Each entry needs to be retyped exactly, with nothing added or dropped.

.....

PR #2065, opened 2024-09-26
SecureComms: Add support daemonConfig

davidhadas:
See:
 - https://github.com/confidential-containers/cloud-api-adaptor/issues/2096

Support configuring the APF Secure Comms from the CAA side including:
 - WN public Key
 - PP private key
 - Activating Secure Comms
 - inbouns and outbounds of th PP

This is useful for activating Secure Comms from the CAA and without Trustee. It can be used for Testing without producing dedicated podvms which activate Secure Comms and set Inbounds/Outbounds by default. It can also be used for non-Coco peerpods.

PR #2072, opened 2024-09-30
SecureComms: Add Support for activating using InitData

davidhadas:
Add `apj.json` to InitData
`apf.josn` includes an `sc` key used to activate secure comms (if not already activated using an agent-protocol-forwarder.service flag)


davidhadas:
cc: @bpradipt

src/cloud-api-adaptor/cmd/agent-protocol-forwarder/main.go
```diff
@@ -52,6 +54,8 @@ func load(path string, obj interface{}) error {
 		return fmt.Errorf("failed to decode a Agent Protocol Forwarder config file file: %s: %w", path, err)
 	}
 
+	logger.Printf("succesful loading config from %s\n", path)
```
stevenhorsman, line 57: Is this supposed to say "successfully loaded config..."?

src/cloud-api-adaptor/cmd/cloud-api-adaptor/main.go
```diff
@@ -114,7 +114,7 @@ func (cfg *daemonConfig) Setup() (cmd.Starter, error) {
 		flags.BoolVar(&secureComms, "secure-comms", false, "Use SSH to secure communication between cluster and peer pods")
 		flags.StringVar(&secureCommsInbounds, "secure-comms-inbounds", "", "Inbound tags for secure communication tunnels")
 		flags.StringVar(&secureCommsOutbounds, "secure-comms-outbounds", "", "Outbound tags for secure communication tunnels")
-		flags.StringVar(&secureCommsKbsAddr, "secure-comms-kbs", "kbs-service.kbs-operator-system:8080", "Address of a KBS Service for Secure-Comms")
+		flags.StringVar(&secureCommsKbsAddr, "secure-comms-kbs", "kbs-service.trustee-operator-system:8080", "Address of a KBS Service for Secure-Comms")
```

.....

**Task answer**.
PR #2065, opened 2024-09-26
SecureComms: Add support daemonConfig

davidhadas:
See:
 - https://github.com/confidential-containers/cloud-api-adaptor/issues/2096

Support configuring the APF Secure Comms from the CAA side including:
 - WN public Key
 - PP private key
 - Activating Secure Comms
 - inbouns and outbounds of th PP

This is useful for activating Secure Comms from the CAA and without Trustee. It can be used for Testing without producing dedicated podvms which activate Secure Comms and set Inbounds/Outbounds by default. It can also be used for non-Coco peerpods.

PR #2072, opened 2024-09-30
SecureComms: Add Support for activating using InitData

davidhadas:
Add `apj.json` to InitData
`apf.josn` includes an `sc` key used to activate secure comms (if not already activated using an agent-protocol-forwarder.service flag)


davidhadas:
cc: @bpradipt

src/cloud-api-adaptor/cmd/agent-protocol-forwarder/main.go
```diff
@@ -52,6 +54,8 @@ func load(path string, obj interface{}) error {
 		return fmt.Errorf("failed to decode a Agent Protocol Forwarder config file file: %s: %w", path, err)
 	}
 
+	logger.Printf("succesful loading config from %s\n", path)
```
stevenhorsman, line 57: Is this supposed to say "successfully loaded config..."?

src/cloud-api-adaptor/cmd/cloud-api-adaptor/main.go
```diff
@@ -114,7 +114,7 @@ func (cfg *daemonConfig) Setup() (cmd.Starter, error) {
 		flags.BoolVar(&secureComms, "secure-comms", false, "Use SSH to secure communication between cluster and peer pods")
 		flags.StringVar(&secureCommsInbounds, "secure-comms-inbounds", "", "Inbound tags for secure communication tunnels")
 		flags.StringVar(&secureCommsOutbounds, "secure-comms-outbounds", "", "Outbound tags for secure communication tunnels")
-		flags.StringVar(&secureCommsKbsAddr, "secure-comms-kbs", "kbs-service.kbs-operator-system:8080", "Address of a KBS Service for Secure-Comms")
+		flags.StringVar(&secureCommsKbsAddr, "secure-comms-kbs", "kbs-service.trustee-operator-system:8080", "Address of a KBS Service for Secure-Comms")
```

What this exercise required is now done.